One step further, we can even invent paradoxical categories, like “the category of all words that are not in this category”.

Words Not In This Table
------------------------

Any existential claim you make by putting a record in this table would be false by definition. But that's OK, you can still insert data with impunity; being wrong doesn't negate being existential claims!

Are there really no counter examples?

The closest I have come is the following scenario: imagine I create a record claiming that London is the capital of France (which is false, but still a claim). Then imagine some cosmic radiation changes my data, stored in a computer, to read that Londom (with an M) is the capital. This is no longer my claim. Is it right to say that the cosmic radiation “made a claim”? Or did it destroy my claim by altering it, moving it from the realm of existential claims into just meaningless bits? I don't know.

I may yet think of some other kind of data that isn’t an existential claim, but I haven’t so far. I welcome suggestions!

Truth Does Matter, Tho

The philosophical ontology I’m describing is very permissive. Anyone who wants to claim the being of any "thing", whether it's a donut or a hole or an economy or the color red, is perfectly permitted to do so. (This is the pragmatic stance taken by Semantic web technologies: “anyone can say anything about any subject”.)

Just to be clear, though, I'm not suggesting truth is irrelevant. Indeed, it's usually the most relevant characteristic of any data; bad data crashes planes. And indeed, there are lots of technological solutions (including encryption, non-repudiation, blockchain, etc) whose entire aim is to increase the truthiness of data. One such company, with a nice taxonomy, is:

https://www.factom.com/solutions/

So while any piece of data is an existential claim; the difference here is that these solutions give observers higher confidence about (a) the claim itself (who made it, and when) as well as (b) the facts being claimed (based on public witness, evidence capture, etc).

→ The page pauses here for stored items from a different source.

PR #342, opened 2019-10-30
Facets

Delerme:
Message me on a slack for a demo link


src/ui/components/filters/filteroptionscomponent.js
```diff
@@ -14,79 +14,141 @@ const SUPPORTED_CONTROLS = [
...
+        config.previousOptions = [];
+      }
+    }
+    let selectedOptions = config.previousOptions || [];
+    this.options = this.options.map(o => ({
+      ...o,
+      selected: selectedOptions.length
+        ? selectedOptions.includes(o.label)
+        : o.selected
+    }));
```
b1lly, line 124: Nit: Might be able to push this logic to a helper.

this.options = this.computeOptions(config.previousOptions)

src/ui/components/filters/filteroptionscomponent.js
```diff
@@ -14,79 +14,141 @@ const SUPPORTED_CONTROLS = [
...
+    super(config, systemConfig);
+
+    let previousOptions = this.core.globalStorage.getState(this.name);
+    this.config = new FilterOptionsConfig({
+      previousOptions,
+      ...config
+    });
+
+    this.expanded = true;
+    this.allShown = false;
```
b1lly, line 179: jsdoc?

b1lly (changes requested):
Nice dude.

Can you clean up the ReadMe to support all the new configurations. And just strengthen the documentation there a little bit with some of the use cases?

src/ui/components/const.js
```diff
@@ -52,7 +52,7 @@ export const COMPONENT_MANAGER = new ComponentManager()
   .register(FilterOptionsComponent)
   .register(RangeFilterComponent)
   .register(DateRangeFilterComponent)
-  .register(DynamicFiltersComponent)
+  .register(FacetsComponent)
```
benmcginnis, line 56: So, just to confirm, this is going to be a breaking change because the component name is different now?

src/ui/sass/_fonts.scss
```diff
@@ -19,3 +19,4 @@ $line-height-lg: 1.5;
 $line-height-xlg: 5/3;
 $line-height-xxlg: 1.7;
 
+$font-family: system-ui,"Segoe UI",Roboto,Oxygen-Sans,Ubuntu,Cantarell,"Helvetica Neue",sans-serif !default;
```
benmcginnis, line 22: seems like this is a conflict with #345

src/ui/sass/modules/_FilterBox.scss
```diff
@@ -0,0 +1,63 @@
...
+    @include Text(
+      $size: $font-size-md-lg,
+      $line-height: $line-height-lg,
+      $weight: $font-weight-semibold);
+
+    text-transform: uppercase;
+    margin-left: 13px;
+  }
+
+  &-filter:not(.yxt-FilterBox-filter--first) {
```
benmcginnis: is this the equivalent of doing `&-filter + &-filter`?

src/ui/sass/modules/_FilterBox.scss
```diff
@@ -0,0 +1,63 @@
...
+      $size: $font-size-md,
+      $weight: $font-weight-semibold,
+      $color: $color-brand-primary);
+
+    @include TextButton();
+
+    text-decoration: underline;
+
+    &:not(:disabled):hover {
+      text-decoration: none;
```
benmcginnis, line 58: would this make sense in the `TextButton` mixin?

src/ui/sass/modules/_FilterOptions.scss
```diff
@@ -0,0 +1,145 @@
...
+    }
+  }
+
+  &-showToggle {
+    @include Text(
+      $color: $color-brand-primary,
+      $style: italic);
+    @include TextButton($padding: 0);
+
+    svg {
```
benmcginnis, line 85: is this just meant to affect the icon component? if so I don't think you actually need to set this styling on the svg element.  If you set the font-size of the icon it should shrink down appropriately if it's square.  additionally i recommend adding a selector to the icon's parent and setting the left margin there.  I also recommend setting the margin with an `ex` unit as it will scale with the font-size without an implementer having to change it explicitly.

src/ui/sass/modules/_FilterOptions.scss
```diff
@@ -0,0 +1,145 @@
...
+  &-collapseUp, &-collapseDown {
+    vertical-align: middle;
+  }
+
+  &-collapseUp {
+    padding-top: 2px;
+  }
+
+  &-collapseUp svg {
+    transform: rotate(270deg);
```
benmcginnis, line 134: do you need the svg as part of this selector or does rotating the parent work?

src/ui/templates/filters/filterbox.hbs
```diff
@@ -1,13 +1,28 @@
-<div>
+<div class="yxt-FilterBox-container">
+  {{#if title}}
+    <div class="yxt-FilterBox-titleContainer">
```
benmcginnis: you should use an h level element for a title, such as an h2 or h3 depending on the overall document outline

src/ui/components/const.js
Delerme: Yea you can more of less consider this deleting the old facets and creating a new component. So any usages of the old facets are now broken

src/ui/components/filters/filteroptionscomponent.js
Delerme: done

src/ui/components/filters/filteroptionscomponent.js
Delerme: done

src/ui/sass/_fonts.scss
Delerme: yea kelly stole that from this review, it should merge fine

src/ui/sass/modules/_FilterBox.scss
Delerme: as a flag? This button works the opposite from normal text buttons (shows underline default, then hides on hover, whereas textbutton does the opposite)

src/ui/sass/modules/_FilterOptions.scss
Delerme: deleted

src/ui/sass/modules/_FilterOptions.scss
Delerme: has to be svg

src/ui/templates/filters/filterbox.hbs
Delerme: yea I'm worried we don't really know the document outline since these components are used on thirdparty sites, so we should remain h-agnostic, thoughts?

benmcginnis: Yeah, I think probably what we should do is add an optional "staring h level" or some such to the init config and have it cascade down from there.  The issue with not having them is that it's an accessibility problem.

Delerme: Yea that's an annoying situation. This should probably be discussed at a high level with product and ux and fix the headings across the library all at once, do you think we should wait for that before merging this?

src/ui/sass/modules/_FilterBox.scss
Delerme: yup, changed

src/ui/sass/modules/_FilterBox.scss
benmcginnis: Sorry I didn't realize it was special it seemed like it was part of the style

src/ui/templates/filters/filterbox.hbs
benmcginnis: I think we can maybe just pick a sensible h level here so we don't lose this line?

benmcginnis: 2 probably makes the most sense in isolation, as currently the searchbar sets an h1

benmcginnis:
Since this is a breaking change, should it be against the 0.10.0 version?

src/ui/sass/modules/_FilterOptions.scss
benmcginnis: Interesting and unexpected

src/ui/templates/filters/filterbox.hbs
Delerme: set to 2

Delerme:
Moved to 10

b1lly (approved):

data-enabler:
> Since this is a breaking change, should it be against the 0.10.0 version?

Speaking of which, this broke the sample app.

Similarly, it's entirely common to create computer systems that refuses to store claims that violate some rules of truth (however they're defined). Constraints on data systems (including primary keys) amount to restrictions on what kinds of claims can exist (or coexist). It won't allow me to claim that an account with a negative balance exists because that's not allowed by the definition of their category “account”. Or, I can't simultaneously claim that the contract value is $100 and $200.

Categories Are Also Claims

Just to muddy the water a bit more, recognize that categories are also existential claims. But the category they are claims about is definitional: they are of the form, “there exists a word or phrase W such that there is a useful relationship between this word and some set of shared characteristics”.

For instance, I’m claiming that there’s a category called “dog” and it means “a member of the genus Canis, the most widely abundant terrestrial carnivore, which was the first species to be domesticated,” etc. (I'm also usually implying there is some set of instances of this category, but that's not necessary.)

I could ALSO make a claim that a “dog” is a good word for “a rigid airship named after the German count who pioneered airship development at the beginning of the 20th century.” No one can stop me from making this claim; in fact, maybe I just did? I don’t have to be claiming the existence of any fact, but rather attempting to assign a meaning to a word.

What’s the difference between these “dog = furry mammal” and “dog = rigid airship”? Consensus, plain and simple.

References

Marsili, Neri. “Truth and Assertion: Rules Vs Aims.” Analysis 78, no. 4 (2018): 638–648. https://doi.org/10.1093/analys/any008.

Russell, Bertrand. “Knowledge by Acquaintance and Knowledge by Description.” Proceedings of the Aristotelian Society 11 (1910): 108–28.